Use this module to define a command-line program that uses the elm architecture.
See defineProgram
for details, or one of the examples.
Defining your program
Define your Tui program.
Very similar to a normal Node.defineProgram
, except for two special functions:
view
: Takes your Model and returns a UI
element.
gren-tui will print this to the screen, keeping track of how many lines are
output so it can clear only those lines and print again when the output
changes. This lets you do things like render progress bars, move characters
around the screen, offer menu selections, etc.
onInput
: Whenever a key is pressed, a message is sent to your app with an
Input
value. This lets you capture text, trigger events on certain
key presses, etc.
Type alias for Tui programs.
Holds information about the environment your program is running in.
This will be passed to your init function. For example:
init env =
Node.startProgram
{ model =
{ maxWidth = env.columns
, maxHeight = env.rows
}
, command =
Cmd.none
}
User Input
Value sent to your onInput
message when the program receives input
(a key is pressed, a signal is received, etc.)
Your program will receive keyboard input as the keys are pressed, as
opposed to getting a bunch of characters after Enter is pressed (under the hood
your terminal program is running in "raw mode"). For example, if someone types
"hi" after starting your program, it will receive a message with KeyChar "h"

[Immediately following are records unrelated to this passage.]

PR #983, opened 2024-09-12
Test integration between packages_exporter and albs-sign-file

bklvsky:
- Enabling test integration between packages_exporter and sign_file
- Setting up albs-sign-file in preflight workflow
- Provisioning testing sign key in the workflow

Resolves: AlmaLinux/build-system#204

### DIFF
--- a/tests/test_scripts/test_packages_exporter.py
+++ b/tests/test_scripts/test_packages_exporter.py
@@ -1,24 +1,21 @@
 import os
 import tempfile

and then another message with KeyChar "i"
.
CursorReport
is a special input type you will receive if you include
Ansi.getCursorReport
in your output. Use this to get the current row and column position of the cursor in the terminal
(where the upper-left corner of the window is row 1 column 1).
CtrlC
is the "abort" signal and gets intercepted by gren-tui to exit your
program. For now you can't depend on receiving this in your app.
Helpers
Task that exits the program.
The Stream argument should be the stdout value you get from Environment
.
This is needed to clean things up (e.g. restore cursor, unset styles, etc).
The program will exit with a 0 status code.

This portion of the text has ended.